Problem to solve:
Each line below with the string "basis" should be copied.

Data provided:
PR #339, opened 2018-08-22
schema to header

allieychen:
In BQ to VCF, if the representative header is not present, we will infer the headers on a best effort basis. This PR 
- add one module to generate the header fields from Big Query schema.
- unit tests are included.

Tested: unit tests.


gcp_variant_transforms/libs/bigquery_schema_to_vcf_header_test.py
```diff
@@ -0,0 +1,141 @@
...
+
+from gcp_variant_transforms.beam_io import vcf_header_io
+from gcp_variant_transforms.libs import bigquery_schema_to_vcf_header
+from gcp_variant_transforms.libs import bigquery_util
+
+
+class VcfHeaderSourceTest(unittest.TestCase):
+  """Test cases for the `generate_header_fields_from_schema` function."""
+
+  def _get_table_schema(self):
```
pgrosu: You might want to have this in a separate file than hard-coding it.  If the schema changes it'll become a headache with many changes or any transformations during migration.

allieychen: Thanks, Paul! It is a very good point, and I actually need this sample schema for testing in some other modules as well. Done!

pgrosu: No problemo Allie, I was fairly sure you were aware of the abstraction :)

gcp_variant_transforms/libs/bigquery_schema_to_vcf_header.py
```diff
@@ -0,0 +1,101 @@
...
+  for field in schema.fields:
+    if field.name not in _NON_RECORD_CONSTANT_FIELDS:
+      if field.name == bigquery_util.ColumnKeyConstants.CALLS:
+        _add_format_fields(field, formats)
+      elif field.name == bigquery_util.ColumnKeyConstants.ALTERNATE_BASES:
+        _add_info_fields_from_alternate_bases(field, infos)
+      else:
+        infos.update({
+            field.name: _Info(field.name,
+                              vcfio.MISSING_FIELD_VALUE,
```
arostamianfar: Sadly, this is actually an integer (I know it's very confusing, but something that PyVCF decided to do). Please use `vcf.parser.field_counts[vcfio.MISSING_FIELD_VALUE]` (which converts it to None). Longer term, we should update to use Nucleus' protos, where it is a string and much more convenient.

gcp_variant_transforms/libs/bigquery_schema_to_vcf_header.py
```diff
@@ -0,0 +1,101 @@
...
+_BIG_QUERY_TYPE_TO_VCF_TYPE_MAP = bigquery_util.BIG_QUERY_TYPE_TO_VCF_TYPE_MAP
+_Format = parser._Format
+_Info = parser._Info
+
+
+def generate_header_fields_from_schema(schema):
+  # type: (bigquery.TableSchema) -> vcf_header_io.VcfHeader
+  """Returns header fields converted from BigQuery schema.
+
+  This is done on a best effort basis. Only INFO and FORMAT are considered. For
```
arostamianfar: s/This is done on a best effort basis./This is a best effort reconstruction of header fields.

gcp_variant_transforms/libs/bigquery_schema_to_vcf_header.py
```diff
@@ -0,0 +1,101 @@
+# Copyright 2018 Google Inc.  All Rights Reserved.
```
arostamianfar: Any reason for not using the existing `bigquery_vcf_schema.py` file? It seems natural to have both `generate_header_fields_from_schema` and `generate_schema_from_header_fields` in one file.
I think we should also have a unit test with header->schema->header to make sure all the assumptions are met and no fields are dropped/added (you can choose the original header to be compatible with 'best effort' reconstruction so that you can exactly match on the reconstructed header). This will also catch things like integer vs. string in the Number field.

allieychen: Very nice advice! Updated. The combined test of header->schema->header is awesome!

gcp_variant_transforms/testing/bigquery_schema_util.py
```diff
@@ -0,0 +1,115 @@
...
+
+
+from apache_beam.io.gcp.internal.clients import bigquery
+
+from gcp_variant_transforms.libs import bigquery_util
+
+
+def get_sample_table_schema():
+  # type: () -> bigquery.TableSchema
+  """Creates a sample BigQuery table schema."""
```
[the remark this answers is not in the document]
allieychen: Done.

allieychen:
@arostamianfar Thanks for the review. The name is updated. PTAL.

Result:
In BQ to VCF, if the representative header is not present, we will infer the headers on a best effort basis. This PR 
+  This is done on a best effort basis. Only INFO and FORMAT are considered. For
arostamianfar: s/This is done on a best effort basis./This is a best effort reconstruction of header fields.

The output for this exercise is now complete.